Wells told the Horizons conference the list of mammal species successfully cloned from somatic cells now includes cattle, sheep, mouse, rat, rabbit, mouflon, Banteng, monkey, horse, cat and dog.

Genetically modified somatic cells can be used to produce transgenic clones by somatic cell nuclear transfer -- the nuclear genome of the somatic cell is reprogrammed by its new environment in the evacuated oocyte.

Cloning was typically inefficient. Only 10 per cent of embryos from cloned cells produced viable offspring, compared with a success rate of 30 per cent for IVF, and 50 per cent for artificial insemination.

Wells said there was increasing evidence that faulty epigenetic programming -- a failure to reset the genes from the donor cell back to the embryonic state -- was the prime reason for the low success rate. For example, Dolly the sheep, the first cloned livestock species, had died prematurely because she was cloned from a mammary gland cell with a unique pattern of gene expression, markedly different from the embryonic pattern.

"The majority of clones show inappropriate patterns of chromatin modification, DNA methylation, and gene expression," Wells said. "We see persistent expression of genes that are normally active only in differentiated cells, because donor-cell genes are not switched off, and there is also a failure to re-activate embryonically active genes.

"The consequences include high rates of embryonic loss in pregnancy, higher birth weight, and a higher rate of perinatal and longer-term mortality."

In cattle, 40 to 80 per cent of calves born survived to adulthood. Most showed normal growth, physiology, behaviour, reproduction and productivity. But various clone-associated phenotypes included reduced longevity, reduced immune competency, obesity, and variability between clones from the same animal.
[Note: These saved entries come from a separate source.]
PR #246, opened 2019-04-25
BCDA-1246 add public encryption key model and db table

alexhova:
### Fixes [BCDA-1246](https://jira.cms.gov/browse/BCDA-1246)
we need a model and a db table to store public encryption keys for systems integrated with us.  this PR adds that model

### Proposed changes:
- add the EncryptionKey gorm model
- add it to the automigrate so it is created as a table in the db

### Security Implications
no security concerns here.  we're just adding a db table.  it is not being used yet


dhgreene:
I think we should also add tests for any new tables.

bcda/models/models.go
```diff
@@ -340,3 +349,9 @@ type jobEnqueueArgs struct {
 	// TODO: remove `Encrypt` when file encryption disable functionality is ready to be deprecated
 	Encrypt bool
 }
+
+type EncryptionKey struct {
+	gorm.Model
+	Body     string `json:"body"`
+	SystemID uint   `json:"system_id"`
```
DeirdreHolub: Need to add an FK reference to System here. It would be another field in the struct (above the SystemID), like so:
	System         models.System 
 `gorm:"foreignkey:SystemID;association_foreignkey:ID"` 

See how auth.Token references ACO as a foreign key; also Job and JobKey

bcda/models/models.go
```diff
@@ -304,10 +310,13 @@ type Resource struct {
...
-	SoftwareID string `json:"software_id"`
-	ClientName string `json:"client_name"`
-	ClientURI  string `json:"client_uri"`
+	gorm.Model
+	GroupID        string          `json:"group_id"`
+	ClientID       string          `json:"client_id"`
+	SoftwareID     string          `json:"software_id"`
+	ClientName     string          `json:"client_name"`
+	ClientURI      string          `json:"client_uri"`
+	EncryptionKeys []EncryptionKey `gorm:"foreignkey:SystemID" json:"encryption_keys"`
```
DeirdreHolub: should be []*EncryptionKey, with no annotation. See auth.Token model Token/ACO and bcda.models Job/JobKey

bcda/models/models_test.go
```diff
@@ -288,19 +288,28 @@ func (s *ModelsTestSuite) TestGroupStructs() {
 		Resource{ID: "xxx", Name: "BCDA API", Scopes: []string{"bcda-api"}},
 		Resource{ID: "eft", Name: "EFT CCLF", Scopes: []string{"eft-app:download", "eft-data:read"}},
 	}
-	systems := []System{
-		System{ClientID: "4tuhiOIFIwriIOH3zn", SoftwareID: "4NRB1-0XZABZI9E6-5SM3R", ClientName: "ACO System A", ClientURI: "https://www.acocorpsite.com"},
-	}
-	groupData := GroupData{Name: name, Users: users, Scopes: scopes, Resources: resources, Systems: systems}
+	groupData := GroupData{Name: name, Users: users, Scopes: scopes, Resources: resources}
```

The differences depended on the species, the genotype, the cell type used in SCNT, and the nuclear-transfer and in vitro protocols used. Significantly, the problems of 'cloning syndrome' did not appear to be heritable, confirming they involved epigenetic aberrations, not mutations; these errors were repaired during gametogenesis in affected clones.

"This provides encouragement in all cloning applications, but we need more molecular evidence to determine if there are any longer-term, transgenerational effects," Wells said.

"We need to improve reprogramming of the donor cell, because some effects are due to the particular phase of the donor cycle, and whether the cell is transgenic or not."

For example, experiments with seven different lines of G0 versus G1 phase non-transgenic cells, showed that a significantly higher number of embryos derived from G0 cells developed to term, but the percentage that survived to weaning was then approximately equal -- 17 versus 18 per cent.

For embryos derived from transgenic cells, only 15 per cent of developed to term, and only 5 per cent to weaning age; for embryos developed from transgenic G1 phase cells, 30 per cent developed to term, and 29 per cent to weaning age. "So for non-transgenic embryos, G0 phase cells are superior, but for transgenic cells, G1 is superior. This shows an interaction between donor-cell phase and cell type."

The two major applications of cloning were multiplication of genetically superior animals, and production of novel, transgenic animals, Wells said. "You can take a top Holstein-Friesian dairy sire in New Zealand, and generate three cloned bulls with the same elite genetics for breeding."

Cloning offered even greater value to both the sheep and beef industries, where hundreds of cloned copies of elite, progeny-tested rams or beef bulls could be produced for natural matings.

As with the Enderby Island breed, cloning could also be used to resurrect animals that had died accidentally, or in disease outbreaks, or to conserve and multiply rare breeds or genotypes, such as individuals with strong resistance to internal parasites.

Cloning hybrid animals allowed breeders to maintain favourable heterozygous combinations from outstanding animals, without segregation in the F2 generation.

"All somatic cloning has the drawback of the time required to evaluate the phenotype of the animal, and the time required to create cloned copies," Wells said. "But edible produces from clones, and their clones, does not pose any greater health risk than conventional animal products."